Of the first freshman class, approximately one third transferred out, 11 moved away, 6 were expelled, and approximately half graduated, all of whom were accepted by four-year colleges. In 2007–08, the school had a 0.9% drop-out rate and a 100% graduation rate. As of March 2015 more than 600 students had graduated and gone on to college.

Initial plans of constructing a school building on land donated by San Jose State fell through. Instead, after briefly being split between three sites, the school moved in October 2002 to a converted fitness center, and in December 2005 to the former building of Hester Elementary School, on The Alameda. The building was gutted to create a "great area" and other new spaces; Downtown College Prep students and their math teacher assisted the architect, Bill Gould, in laying out the partitions for the interior rebuilding.

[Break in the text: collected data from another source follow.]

PR #1646, opened 2022-06-17
change metrics meter to exponential weighted moving average

wd021:
## Summary
moving our metrics monitor from using a rolling average to exponentially-weighted moving average

## Testing Plan
run node and observe metrics
- yarn start status -f
- yarn start workers:status -f

## Breaking Change

```
[ ] Yes
[x] No
```

### DIFF
--- a/ironfish/src/assert.ts
+++ b/ironfish/src/assert.ts
@@ -39,6 +39,12 @@ export class Assert {
     }
   }
 
+  static isGreaterThan(a: number, b: number, message?: string): void {
+    if (a <= b) {
+      throw new Error(message || `Expected ${String(a)} to be greater than ${String(b)}`)
+    }
+  }
+
   static isNever(x: never, message?: string): never {
     throw new Error(message || `Expected value to be never: ${String(x)}`)
   }
--- a/ironfish/src/metrics/ewmaAverage.ts
+++ b/ironfish/src/metrics/ewmaAverage.ts
@@ -1,0 +1,54 @@
+/* This Source Code Form is subject to the terms of the Mozilla Public
+ * License, v. 2.0. If a copy of the MPL was not distributed with this
+ * file, You can obtain one at https://mozilla.org/MPL/2.0/. */
+
+import { Assert } from '../assert'
+
+/**
+ * Utility to compute the exponential weighted moving average
+ *
+ * inspired by https://github.com/shaka-project/shaka-player/blob/main/lib/abr/ewma.js
+ */
+export class EwmaAverage {
+  /**
+   * Current average
+   */
+  average = 0
+
+  // larger values of alpha expire historical data more slowly
+  private _alpha = 0
+  private _estimate = 0
+  private _totalWeight = 0
+
+  constructor(halflife: number) {
+    Assert.isGreaterThan(halflife, 0)
+    this._alpha = Math.exp(Math.log(0.5) / halflife)
+    this.reset()
+  }
+
+  /**
+   * Add a sample {value}, {weight}
+   * weight = time delta
+   */
+  add(value: number, weight: number): void {
+    const adjAlpha = Math.pow(this._alpha, weight)
+    const newEstimate = value * (1 - adjAlpha) + adjAlpha * this._estimate
+
+    if (!isNaN(newEstimate)) {
+      this._estimate = newEstimate
+      this._totalWeight += weight
+    }
+
+    // compute average
+    const zeroFactor = 1 - Math.pow(this._alpha, this._totalWeight)
+    this.average = this._estimate / zeroFactor
+  }
+
+  /**
+   * Resets the rolling average (equivalent to 0 samples taken so far)
+   */
+  reset(): void {
+    this._estimate = 0
+    this._totalWeight = 0
+  }
+}
--- a/ironfish/src/metrics/ewmaAverage.ts
+++ b/ironfish/src/metrics/ewmaAverage.ts
@@ -7,7 +7,7 @@ import { Assert } from '../assert'
 /**
  * Utility to compute the exponential weighted moving average
  *
- * inspired by https://github.com/shaka-project/shaka-player/blob/main/lib/abr/ewma.js
+ * inspired by https://github.com/shaka-project/shaka-player/blob/eaadb52627f0a0347390b201866585cce91fe9d0/lib/abr/ewma.js
  */
 export class EwmaAverage {
   /**
@@ -20,6 +20,9 @@ export class EwmaAverage {
   private _estimate = 0
   private _totalWeight = 0
 
+  /**
+   * halflife is the time decay that holds half of the estimate value
+   */
   constructor(halflife: number) {
     Assert.isGreaterThan(halflife, 0)
     this._alpha = Math.exp(Math.log(0.5) / halflife)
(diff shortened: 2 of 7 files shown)


NullSoldier:
Can you provide more of an explanation of why this is a good change, rather than a description of the changes themselves? It's really helpful for those of us without context.

wd021:
absolutely. in this case, I'm implementing the code comment left in `meter.ts` -> `@TODO: Move RollingAverages to exponentially-weighted moving average (EWMA)`. 

I think the reasoning is that we want metrics to be weighted heavier towards recency as opposed to a more even distribution.  I know this is common in trading charts and it's better for spotting price/trend movements. 

but yea, perhaps @dguenther can chime in as well, since he's the author of the original file.

NullSoldier:
Ok great, thanks for the explanation. I'll review soon.

ironfish/src/metrics/meter.ts
```diff
@@ -13,27 +13,36 @@ import { RollingAverage } from './rollingAverage'
...
-  private _rate1s: RollingAverage
-  private _rate5s: RollingAverage
-  private _rate1m: RollingAverage
-  private _rate5m: RollingAverage
-  private _average: RollingAverage
+  private _rate1s: EwmaAverage
+  private _rate5s: EwmaAverage
+  private _rate1m: EwmaAverage
+  private _rate5m: EwmaAverage
+  private _average: EwmaAverage
```
NullSoldier, line 23: this one is not a time series value, but a mathematical average, so should it be EwmaAverage, or RollingAverage?

ironfish/src/metrics/meter.ts
```diff
@@ -106,10 +115,10 @@ export class Meter {
...
     const rateSec = elapsedMs === 0 ? 0 : (this._count / elapsedMs) * 1000
 
-    this._rate1s.add(rateSec)
-    this._rate5s.add(rateSec)
-    this._rate1m.add(rateSec)
-    this._rate5m.add(rateSec)
+    this._rate1s.add(rateSec, this.METER_TIME_INTERVALS_MS.rate1s / this._intervalMs)
+    this._rate5s.add(rateSec, this.METER_TIME_INTERVALS_MS.rate5s / this._intervalMs)
+    this._rate1m.add(rateSec, this.METER_TIME_INTERVALS_MS.rate1m / this._intervalMs)
+    this._rate5m.add(rateSec, this.METER_TIME_INTERVALS_MS.rate5m / this._intervalMs)
```
NullSoldier, line 121: It took me some time to read various sources, and a few implementations of EWMA but I'm not sure this part is correct. I looked in the source code of `ewma_bandwidth_estimator` where this code came from in the shaka library, and they use this a bit different to adjust the alpha for non evenly spaced points.

1. The half-life in the constructor should be in millisecond units. Shaka uses seconds because they keep all their data in seconds consistently. https://github.com/shaka-project/shaka-player/blob/0335b2af2efea6ceda83e536e12094e4cc942a25/lib/abr/ewma_bandwidth_estimator.js#L22-L34
2. Weight is used to adjust the alpha, from unevenly spaced data points which EWMA requires. Shaka just uses elapsed time only, regardless of the EWMA period / half life. https://github.com/shaka-project/shaka-player/blob/0335b2af2efea6ceda83e536e12094e4cc942a25/lib/abr/ewma_bandwidth_estimator.js#L97

ironfish/src/metrics/ewmaAverage.ts
```diff
@@ -0,0 +1,54 @@
+/* This Source Code Form is subject to the terms of the Mozilla Public
+ * License, v. 2.0. If a copy of the MPL was not distributed with this
+ * file, You can obtain one at https://mozilla.org/MPL/2.0/. */
+
+import { Assert } from '../assert'
+
+/**
+ * Utility to compute the exponential weighted moving average
+ *
+ * inspired by https://github.com/shaka-project/shaka-player/blob/main/lib/abr/ewma.js
```
NullSoldier, line 10: Is this code have a compatible license? We need to check that as well. If so, link to the git commit with the hash specifically rather than master, since master can change.

NullSoldier (changes requested):

ironfish/src/metrics/meter.ts
```diff
@@ -13,27 +13,36 @@ import { RollingAverage } from './rollingAverage'
...
-    this._rate1s = new RollingAverage(1000 / this._intervalMs)
-    this._rate5s = new RollingAverage(5000 / this._intervalMs)
-    this._rate1m = new RollingAverage((1 * 60 * 1000) / this._intervalMs)
-    this._rate5m = new RollingAverage((5 * 60 * 1000) / this._intervalMs)
-    this._average = new RollingAverage(100)
+    this._rate1s = new EwmaAverage(this._halfLife)
+    this._rate5s = new EwmaAverage(this._halfLife)
+    this._rate1m = new EwmaAverage(this._halfLife)
+    this._rate5m = new EwmaAverage(this._halfLife)
+    this._average = new EwmaAverage(this._halfLife)
```
NullSoldier, line 45: I'm not sure this is correct, I commented about this here. https://github.com/iron-fish/ironfish/pull/1646#discussion_r908798362

ironfish/src/metrics/meter.ts
wd021: 1 - Hmm, not sure why the half-life unit should be in ms. We're also delineating our metrics in s, like Shaka. We record values as `rateSec`. 
 
2 - Yea, Shaka uses different half-life periods but a consistent weight value when inserting data. I was doing it the other way around (same half-life, but weight adj). I've reversed this now.

ironfish/src/metrics/ewmaAverage.ts
wd021: Apache license, i've replaced with the git commit

wd021:
Just to expand on https://github.com/iron-fish/ironfish/pull/1646#discussion_r908798362 👇 

Right now the Meter class has `_rate` & `_average` values and it's not obvious from the code that you cannot use both of these in one instance. 

When using `_rate`, we use `add(count: number)` to inc a counter. ex: we call `this.speed.add(1)` when addBlock gets called in the syncer class.

When using `_average`, we use `add(count: number)` to add distinct values. ex: we call `this.addSpeed.add(addTime)` when connect gets called in the blockchain class.

Unless I'm missing something, i feel like this needs a bit of refactoring for clarity. Also, if this is the case, then our usage of Meter for p2p traffic stats is incorrect.

NullSoldier:
I pushed up a small commit to rename `Exponential Moving Average Average` to `Exponential Moving Average`

ironfish/src/assert.ts
```diff
@@ -39,6 +39,12 @@ export class Assert {
     }
   }
 
+  static isGreaterThan(a: number, b: number, message?: string): void {
+    if (a <= b) {
```
NullSoldier, line 43: this also fails if it's equal to but the method name doesn't match that. Also the method checks if something is greater than something else but there is no greater than used in the function. The logic is inverted.

NullSoldier:
I think @wd021 is right, we shouldn't be mixing use cases for rates and averages. I think I'll put up a FIP for the changes here for my recommendation on what to do. for now I'll just revert the average only back to a rolling average which is what `addSpeed` uses.

NullSoldier (approved):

Gould had been the designer with Glen Rogers of the Spirit Gate, a San Jose Public Art Program project completed in 2000 consisting of an ornamental gateway on The Alameda with concrete posts resembling elephant tusks and inspirational "power words" such as "family" and "dream" stencilled out of the circular gate itself. Hester students chose the words, and the mosaics that wrap around the posts are based on their drawings.

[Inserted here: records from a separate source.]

PR #1647, opened 2022-06-17
small test script cleanup

wd021:
## Summary
- `ironfish/src/memPool/memPool.test.ts` doesn't need to loop through block txs to get the miner's fee. use the first block.
- code comment in `ironfish/src/genesis/genesis.test.slow.ts` is not needed. should've been removed with https://github.com/iron-fish/ironfish/commit/5beeedc2f5cd149da04379aed8c92bd48f52741a.

## Testing Plan
run yarn test

## Breaking Change

```
[ ] Yes
[x] No
```


NullSoldier (approved):
Nice cleanup! Yeah we used to not guarantee that this was transaction 0.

For the 2016–17 school year, the high school moved to larger quarters in a former lumber and building supply store on Monterey Highway.

==Affiliated schools==
In 2008, Downtown College Prep opened an affiliated middle school (6th–8th grade) in Alviso, in North San Jose. For the 2012–13 school year, this closed and was replaced by an affiliated middle school in Alum Rock, on the eastern edge of the city. As planned, this subsequently became a combined middle and high school. A second middle school authorized by San Jose Unified School District opened in fall 2014.